- [Task details]
Check each line of the data below for the string "linuxsmiths". Then give the number of lines that have it, without anything else.

- [Records supplied]

PR #1849, opened 2025-07-01
schedule cluster map update improvements

jainakanksha-msft:


internal/dcache/models.go
```diff
@@ -74,8 +74,8 @@ type ClusterMap struct {
 	LastUpdatedAt int64                     `json:"last_updated_at"`
 	LastUpdatedBy string                    `json:"last_updated_by"`
 	Config        DCacheConfig              `json:"config"`
-	RVMap         map[string]RawVolume      `json:"rv-map"`
-	MVMap         map[string]MirroredVolume `json:"mv-map"`
+	RVMap         map[string]RawVolume      `json:"rv-list"`
+	MVMap         map[string]MirroredVolume `json:"mv-list"`
```
linuxsmiths, line 78: why do you want to change these labels?

common/log/base_logger.go
```diff
@@ -225,13 +225,20 @@ func (l *BaseLogger) logEvent(lvl string, format string, args ...interface{}) {
 	// full func name: e.g. github.com/Azure/…/common/log.(*BaseLogger).Info
 	fullName := runtime.FuncForPC(pc).Name()
 
+	// Get hostname for the log line
+	hostname, err := os.Hostname()
+	if err != nil {
+		hostname = "unknown-host"
+	}
```
linuxsmiths: instead of making the Hostname() call everytime, store it in a global variable from inti() and use that here

internal/dcache/cluster_manager/cluster_manager.go
```diff
@@ -898,7 +898,7 @@ func (cmi *ClusterManager) ensureInitialClusterMap(dCacheConfig *dcache.DCacheCo
 	clusterMap = dcache.ClusterMap{
 		Readonly:      true,
 		State:         dcache.StateReady,
-		Epoch:         1,
+		Epoch:         0,
```
linuxsmiths, line 904: any specific reason for this change?

jainakanksha-msft: version 1 of epoch has never been used if we start with zero value.

common/log/base_logger.go
jainakanksha-msft: Sure.

internal/dcache/models.go
jainakanksha-msft: I made it consistent throughout.
fs=debug consider it as rv-list mv-list, which makes the things inconsistent throughout.

linuxsmiths (approved):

- [Answer for this exercise]
4